DATA FOR PROCESSING START

PR #2545, opened 2018-08-02
Skip read barriers from hardware generated guarded storage events if …

fjeremic:
…within a transactional region

In the event that the GSECI TX bit indicates that a hardware
generated guarded storage event occured within a transactional
execution region we should abort the read barrier and return back to
the software to abort the transaction. The reason for this is to
avoid the following scenario:

- We have a TX region in which two reference reads happen on o.f
- The first read of object o.f happens via a software read barrier
    - For example from an interpreted method
- The software read barrier will copy the object into the copy cache
- The second read of o.f.g happens via a hardware read barrier
    - This triggers a hardware transaction abort
    - All stores within the transaction are rolled back

In the above scenario before reaching the guarded storage event
handler according to Principles Of Operation S.4 the transaction
will have aborted by the time control is passed off to the event
handler. Because of this the original copy of object o.f in the copy
cache would have been rolled back to what it was prior to the GS
event handler. This location could have arbitrary data, including
a reasonable value which looks like an evacuate address which will
trip up the GC because we are effectively looking at garbage.

The solution here is to skip the read barriers from hardware
generated guarded storage event if we detect that the guarded storage
event was triggered from within a transactional execution region,
which will always result in the transaction aborting before we
reach the GS event handler.

Prior to branching back to the return address (populated by hardware
in this case to point to after the TBEGIN) we set CC=2 to mimic the
behavior of a transient transaction abort, and let the normal TABORT
software path handle the fallback.

### DIFF
--- a/runtime/jilgen/jilconsts.c
+++ b/runtime/jilgen/jilconsts.c
@@ -507,6 +507,7 @@ writeConstants(OMRPortLibrary *OMRPORTLIB, IDATA fd)
 			writeConstant(OMRPORTLIB, fd, "J9TR_VMThread_entryLocalStorage", offsetof(J9VMThread, entryLocalStorage)) |
 			writeConstant(OMRPORTLIB, fd, "J9TR_VMThread_stackWalkState", offsetof(J9VMThread, stackWalkState)) |
 #if defined(OMR_GC_CONCURRENT_SCAVENGER) && defined(J9VM_ARCH_S390)
+			writeConstant(OMRPORTLIB, fd, "J9TR_VMThread_gsParameters_GSECI", offsetof(J9VMThread, gsParameters) + 2) |
 			writeConstant(OMRPORTLIB, fd, "J9TR_VMThread_gsParameters_returnAddr", offsetof(J9VMThread, gsParameters.returnAddr)) |
 #endif /* OMR_GC_CONCURRENT_SCAVENGER */
 
--- a/runtime/oti/zhelpers.m4
+++ b/runtime/oti/zhelpers.m4
@@ -1,4 +1,4 @@
-dnl Copyright (c) 1991, 2017 IBM Corp. and others
+dnl Copyright (c) 1991, 2018 IBM Corp. and others
 dnl
 dnl This program and the accompanying materials are made available under
 dnl the terms of the Eclipse Public License 2.0 which accompanies this
@@ -74,6 +74,7 @@ define({C_GPR},cg)
 define({CHI_GPR},cghi)
 define({CDS_GPR},cdsg)
 define({CL_GPR},clg)
+define({CLFI_GPR},clgfi)
 define({CLM_GPR},clmh)
 define({CLR_GPR},clgr)
 define({CR_GPR},cgr)
@@ -124,6 +125,7 @@ define({C_GPR},c)
 define({CHI_GPR},chi)
 define({CDS_GPR},cds)
 define({CL_GPR},cl)
+define({CLFI_GPR},clfi)
 define({CLM_GPR},clm)
 define({CLR_GPR},clr)
 define({CR_GPR},cr)
--- a/runtime/vm/zcinterp.m4
+++ b/runtime/vm/zcinterp.m4
@@ -153,13 +153,10 @@ END_CURRENT
 })
 
 ifdef({OMR_GC_CONCURRENT_SCAVENGER},{
-dnl Helper to handle guarded storage events and
-dnl software read barriers. 
-dnl When event occurs, hardware populates return address in
-dnl vmThread->gsParameters.returnAddr
-dnl For software read barriers gsParameters.returnAddr is set by JIT
+dnl Helper to handle guarded storage events and software read barriers. When
+dnl the event occurs, hardware/software populates the return address in 
+dnl J9VMThread.gsParameters.returnAddr.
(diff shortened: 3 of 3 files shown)


fjeremic:
Will fix the copyright when final reviews are done. I'm making this as WIP until I've done all the proper testing, but the change should be ready for review @joransiu @amicic.

fjeremic:
The following assembly listing is generated when compiling zcinterp.s:

```
00000170                                     451      DS    0D
00000170                00000170 00000120    452 Z#J9SYM3  CSECT
                                             453 Z#J9SYM3  RMODE ANY
                                             454 Z#J9SYM3  AMODE ANY
00000170 00C300C500C500F1                    455      DC    0D'0',XL8'00C300C500C500F1'
00000178 000000F800000000                    456      DC    AL4(PPAZJ9SYM3-Z#J9SYM3),AL4(0)
00000180                                     457 ZJ9SYM3  DS 0D
                                             458      ENTRY ZJ9SYM3
                                             459 ZJ9SYM3  ALIAS C'handleGuardedStorageEvent'
                                             460 ZJ9SYM3  XATTR SCOPE(X),LINKAGE(XPLINK)
                                             461 ZJ9SYM3  AMODE 64
00000180 9180 DB02      00000B02             464     TM 2818(13),128
00000184 A784 0007               00000192    465     JZ L_GS_CALLHELPER
00000188 C25E 0000 0000          00000000    466     clgfi 5,0
0000018E A7F4 006A               00000262    467     J L_GS_DONE
00000192                                     469 L_GS_CALLHELPER DS 0H
00000192 E34D 0128 0024          00000128    472     stg 4,296(13)
00000198 E34D 0960 0004          00000960    474     lg 4,2400(13)
0000019E D707 D960 D960 00000960 00000960    475     xc 2400(8,13),2400(13)
000001A4 EB0F 4A80 0024          00000A80    478     stmg 0,15,2688(4)
000001AA D207 4AA0 D128 00000AA0 00000128    480     mvc 2720(8,4),296(13)
...
...
00000250 6854 0B28               00000B28    576     ld 5,2856(4)
00000254 6864 0B30               00000B30    577     ld 6,2864(4)
00000258 6874 0B38               00000B38    578     ld 7,2872(4)
0000025C                                     581 L_RV3 DS 0H
0000025C EB0F 4A80 0004          00000A80    586     lmg 0,15,2688(4)
00000262                                     590 L_GS_DONE DS 0H
00000262 E3                                  593     DC X'E3'
00000263 F0                                  594     DC X'F0'
00000264 DB                                  595     DC X'DB'
00000265 28                                  596     DC X'28'
00000266 00                                  597     DC X'00'
00000267 47                                  598     DC X'47'
                        000000E8             601 CODELZJ9SYM3      EQU *-ZJ9SYM3
```

Judging from assembly listing the `TM` instruction reads from offset 2818 off `J9VMThread` and the `BIC` which is hex encoded at the end branches to offset 0xB28 = 2856. 2856 - 2818 = 38 bytes which is exactly the distance from `transactionalExecutionMode` to `returnAddr`:

https://github.com/eclipse/openj9/blob/b2b62046eb4c221ad1773457bae20da74f08ec09/runtime/oti/j9port_generated.h#L77-L134

I think we should be good here, but a second pair of eyes is always good.

fjeremic:
Fixed copyright. This is a Z only change and we don't have external CS testing so a build just on JDK8 to validate we have no compilation issues will suffice. I'll kick one off on the committers behalf.

fjeremic:
I think we should be good to go here. @amicic any other concerns?

joransiu:
Re-reading the scenario documented in the description, I don't think "The second read of o.f happens via a hardware read barrier" will trigger a hardware read barrier; The software barrier copied the object o.f to the copy cache, and would have updated the field reference o.f to the survivor space.

The failing scenario would rather be reading a field value off the o.f object  (i.e. o.f.g) to trigger the hardware read barrier.  o.f would be the new copy in the copy-cache, with o.f.g still pointing in the evacuate space.  All of this will be undone on TX abort.

fjeremic:
> Re-reading the scenario documented in the description, I don't think "The second read of o.f happens via a hardware read barrier" will trigger a hardware read barrier; The software barrier copied the object o.f to the copy cache, and would have updated the field reference o.f to the survivor space.
> 
> The failing scenario would rather be reading a field value off the o.f object (i.e. o.f.g) to trigger the hardware read barrier. o.f would be the new copy in the copy-cache, with o.f.g still pointing in the evacuate space. All of this will be undone on TX abort.

Fixed in 756068c. Also updated a comment in zcinterp.m4 to reference this PR instead of #2666 which I left as a placeholder (chicken and egg before I opened this PR). There were no code changes, so no need to re-run the testing.

dmitripivkine:
@fjeremic FYI Aleks is on vacation this week

fjeremic:
> @fjeremic FYI Aleks is on vacation this week

Ah, ok thanks. @joransiu I'll leave it to your discretion whether awaiting @amicic's review should block the merge of this PR.

joransiu:
> Ah, ok thanks. @joransiu I'll leave it to your discretion whether awaiting @amicic's review should block the merge of this PR.

I propose this is safe to merge.  @amicic had previously agreed with this approach to skip the handler under TX aborts.  The bulk of the change is Z specific assembly.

DATA FOR PROCESSING END

◆ **WHAT TO DO**
The answer should be the first line of the material and every line after it through the line containing "The solution here", exactly as written, and nothing else.

◆ **RESULT**
PR #2545, opened 2018-08-02
Skip read barriers from hardware generated guarded storage events if …

fjeremic:
…within a transactional region

In the event that the GSECI TX bit indicates that a hardware
generated guarded storage event occured within a transactional
execution region we should abort the read barrier and return back to
the software to abort the transaction. The reason for this is to
avoid the following scenario:

- We have a TX region in which two reference reads happen on o.f
- The first read of object o.f happens via a software read barrier
    - For example from an interpreted method
- The software read barrier will copy the object into the copy cache
- The second read of o.f.g happens via a hardware read barrier
    - This triggers a hardware transaction abort
    - All stores within the transaction are rolled back

In the above scenario before reaching the guarded storage event
handler according to Principles Of Operation S.4 the transaction
will have aborted by the time control is passed off to the event
handler. Because of this the original copy of object o.f in the copy
cache would have been rolled back to what it was prior to the GS
event handler. This location could have arbitrary data, including
a reasonable value which looks like an evacuate address which will
trip up the GC because we are effectively looking at garbage.

The solution here is to skip the read barriers from hardware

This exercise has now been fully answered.